Menc — 03:02 on 06.15.04
 

Are you going to register airbag.com , leaving airbagindustries.com available for the aformentioned entirely different purpose?

Phil Baines — 07:03 on 06.15.04
 

Menc, I think that airbag.com is already registered. Hence the use of airbag.ca most probably.

Greg — 07:05 on 06.15.04
 

I would love nothing more than to get my hands on airbag.com. Hell I would even pay for it, but some lame search portal company owns it and has yet to return any of my email.

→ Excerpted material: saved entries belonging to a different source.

Issue #164, opened 2019-01-31
Ensure labels for positive/negative pairs are as expected


wdevazelhes:
We should ensure in `check_input` that when using Weakly Supervised algorithms, the users puts the right labels, which are +1 for positive pairs, and -1 for negative pairs.

PR #168, opened 2019-02-04
[MRG+1] Threshold for pairs learners

### LINKED ISSUE #131: Use a threshold for prediction for pairs

### LINKED ISSUE #165: Scoring functions
Besides the default `score` method of our estimators, we should properly test and document the fact that one can use [various metrics](https://scikit-learn.org/stable/modules/classes.html#module-sklearn.metrics) to evaluate our supervised and weakly-supervised metric learners when using sklearn's tools such as `model_selection.GridSearchCV` and `model_selection.cross_val_score` through their `scoring` parameter.

This should be done after dealing with #131, which will introduce a predict method for weakly supervised pairwise metric learners.

wdevazelhes:
This PR fits a threshold for tuples learners to allow a predict (and scoring) on pairs

Fixes #131 
Fixes #165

Phil Baines — 09:09 on 06.15.04
 

Yeh Greg, and calling them a "lame" company on your website is soooo going to convince them to give it to you cheap! ;)

I am sorry that this happened, I think that Dave S has made some valid points about the way they have been dealing with this.

Stupid companies with no knowledge of the real intarweb!!

Amanda — 09:42 on 06.15.04
 

We've just mentioned your new address on our blog!

Jaxon Rice — 09:57 on 06.15.04
 

The fact that you registered airbag.ca because you wanted a single word name for a domain name points to a bigger problem with .com and .net domain names.

It is next to impossible to find a good .com domain if you are starting a new business because every dictionary word is taken. A vast percentage of these domains are not up and running, but hoarded for use much further down the line, or for sale at exorbitant prices.

ICANN needs to look at the problem of domain hoarding and reselling. The ideal would be a "use it or lose it" policy, but I can't imagine how that would be implemented or enforced.

Anonymous — 02:43 on 06.16.04
 

I believe CIRA's approach has been to favor businesses over weblogs, cooporates and/or collaborative projects, especially those in the arts. Typographica had/has a perfectly valid Canadian owner with the correct paperwork on file with CIRA but was taken down anyway without any explanation. I think that unless one is a actual money-making, brick-and-mortar business with a physical location within the geographic boundaries of Canada, one risks losing ones .ca domain.

Bobby — 01:16 on 06.19.04
 

Don't know if anyone has pointed this out yet, but your desktop wallpapers still say airbag.ca on them.